What is being asked >> Copy out the records that appear below, exactly as each one reads.

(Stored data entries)
------------------------
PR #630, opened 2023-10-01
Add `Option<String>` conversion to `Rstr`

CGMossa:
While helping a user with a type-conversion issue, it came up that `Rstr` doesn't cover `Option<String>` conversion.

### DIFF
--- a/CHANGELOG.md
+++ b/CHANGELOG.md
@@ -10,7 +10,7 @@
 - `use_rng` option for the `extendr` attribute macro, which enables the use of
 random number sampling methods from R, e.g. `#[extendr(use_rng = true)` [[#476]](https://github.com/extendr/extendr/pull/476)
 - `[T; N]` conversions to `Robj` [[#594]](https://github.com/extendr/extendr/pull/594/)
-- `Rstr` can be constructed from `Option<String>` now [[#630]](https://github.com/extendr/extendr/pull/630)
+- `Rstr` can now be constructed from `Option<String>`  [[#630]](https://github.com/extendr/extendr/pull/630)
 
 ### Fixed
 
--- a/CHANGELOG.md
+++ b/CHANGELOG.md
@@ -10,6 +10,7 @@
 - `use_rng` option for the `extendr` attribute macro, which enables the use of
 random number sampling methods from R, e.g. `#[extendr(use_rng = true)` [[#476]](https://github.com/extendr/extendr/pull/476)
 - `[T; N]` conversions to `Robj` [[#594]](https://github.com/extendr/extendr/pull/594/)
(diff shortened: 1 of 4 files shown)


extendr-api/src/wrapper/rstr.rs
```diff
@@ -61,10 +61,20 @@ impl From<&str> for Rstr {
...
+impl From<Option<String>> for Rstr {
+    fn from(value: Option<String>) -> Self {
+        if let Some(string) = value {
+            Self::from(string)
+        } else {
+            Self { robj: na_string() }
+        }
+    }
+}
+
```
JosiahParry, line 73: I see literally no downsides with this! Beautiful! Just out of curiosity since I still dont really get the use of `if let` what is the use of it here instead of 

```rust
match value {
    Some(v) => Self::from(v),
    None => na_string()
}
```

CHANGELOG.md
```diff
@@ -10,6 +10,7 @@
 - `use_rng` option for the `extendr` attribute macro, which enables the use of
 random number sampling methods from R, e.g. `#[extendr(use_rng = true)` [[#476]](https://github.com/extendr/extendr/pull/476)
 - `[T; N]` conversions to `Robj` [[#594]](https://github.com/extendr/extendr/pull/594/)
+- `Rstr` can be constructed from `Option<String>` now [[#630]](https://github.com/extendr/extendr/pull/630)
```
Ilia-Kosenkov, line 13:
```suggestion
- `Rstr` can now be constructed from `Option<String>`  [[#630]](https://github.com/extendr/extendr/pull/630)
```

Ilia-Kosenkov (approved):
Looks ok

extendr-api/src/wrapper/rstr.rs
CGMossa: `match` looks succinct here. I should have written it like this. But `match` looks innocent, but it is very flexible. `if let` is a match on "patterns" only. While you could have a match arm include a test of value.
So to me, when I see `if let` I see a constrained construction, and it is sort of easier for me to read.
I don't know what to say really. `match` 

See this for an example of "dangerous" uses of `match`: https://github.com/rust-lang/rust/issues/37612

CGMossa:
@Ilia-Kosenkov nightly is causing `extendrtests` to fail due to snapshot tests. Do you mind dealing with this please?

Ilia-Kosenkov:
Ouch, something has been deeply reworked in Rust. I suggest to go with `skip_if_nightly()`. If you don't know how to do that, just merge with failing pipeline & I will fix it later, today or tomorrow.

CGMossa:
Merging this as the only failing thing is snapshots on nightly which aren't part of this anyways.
------------------------
Exercise result >>
PR #630, opened 2023-10-01
Add `Option<String>` conversion to `Rstr`

CGMossa:
While helping a user with a type-conversion issue, it came up that `Rstr` doesn't cover `Option<String>` conversion.

### DIFF
--- a/CHANGELOG.md
+++ b/CHANGELOG.md
@@ -10,7 +10,7 @@
 - `use_rng` option for the `extendr` attribute macro, which enables the use of
 random number sampling methods from R, e.g. `#[extendr(use_rng = true)` [[#476]](https://github.com/extendr/extendr/pull/476)
 - `[T; N]` conversions to `Robj` [[#594]](https://github.com/extendr/extendr/pull/594/)
-- `Rstr` can be constructed from `Option<String>` now [[#630]](https://github.com/extendr/extendr/pull/630)
+- `Rstr` can now be constructed from `Option<String>`  [[#630]](https://github.com/extendr/extendr/pull/630)
 
 ### Fixed
 
--- a/CHANGELOG.md
+++ b/CHANGELOG.md
@@ -10,6 +10,7 @@
 - `use_rng` option for the `extendr` attribute macro, which enables the use of
 random number sampling methods from R, e.g. `#[extendr(use_rng = true)` [[#476]](https://github.com/extendr/extendr/pull/476)
 - `[T; N]` conversions to `Robj` [[#594]](https://github.com/extendr/extendr/pull/594/)
(diff shortened: 1 of 4 files shown)


extendr-api/src/wrapper/rstr.rs
```diff
@@ -61,10 +61,20 @@ impl From<&str> for Rstr {
...
+impl From<Option<String>> for Rstr {
+    fn from(value: Option<String>) -> Self {
+        if let Some(string) = value {
+            Self::from(string)
+        } else {
+            Self { robj: na_string() }
+        }
+    }
+}
+
```
JosiahParry, line 73: I see literally no downsides with this! Beautiful! Just out of curiosity since I still dont really get the use of `if let` what is the use of it here instead of 

```rust
match value {
    Some(v) => Self::from(v),
    None => na_string()
}
```

CHANGELOG.md
```diff
@@ -10,6 +10,7 @@
 - `use_rng` option for the `extendr` attribute macro, which enables the use of
 random number sampling methods from R, e.g. `#[extendr(use_rng = true)` [[#476]](https://github.com/extendr/extendr/pull/476)
 - `[T; N]` conversions to `Robj` [[#594]](https://github.com/extendr/extendr/pull/594/)
+- `Rstr` can be constructed from `Option<String>` now [[#630]](https://github.com/extendr/extendr/pull/630)
```
Ilia-Kosenkov, line 13:
```suggestion
- `Rstr` can now be constructed from `Option<String>`  [[#630]](https://github.com/extendr/extendr/pull/630)
```

Ilia-Kosenkov (approved):
Looks ok

extendr-api/src/wrapper/rstr.rs
CGMossa: `match` looks succinct here. I should have written it like this. But `match` looks innocent, but it is very flexible. `if let` is a match on "patterns" only. While you could have a match arm include a test of value.
So to me, when I see `if let` I see a constrained construction, and it is sort of easier for me to read.
I don't know what to say really. `match` 

See this for an example of "dangerous" uses of `match`: https://github.com/rust-lang/rust/issues/37612

CGMossa:
@Ilia-Kosenkov nightly is causing `extendrtests` to fail due to snapshot tests. Do you mind dealing with this please?

Ilia-Kosenkov:
Ouch, something has been deeply reworked in Rust. I suggest to go with `skip_if_nightly()`. If you don't know how to do that, just merge with failing pipeline & I will fix it later, today or tomorrow.

CGMossa:
Merging this as the only failing thing is snapshots on nightly which aren't part of this anyways.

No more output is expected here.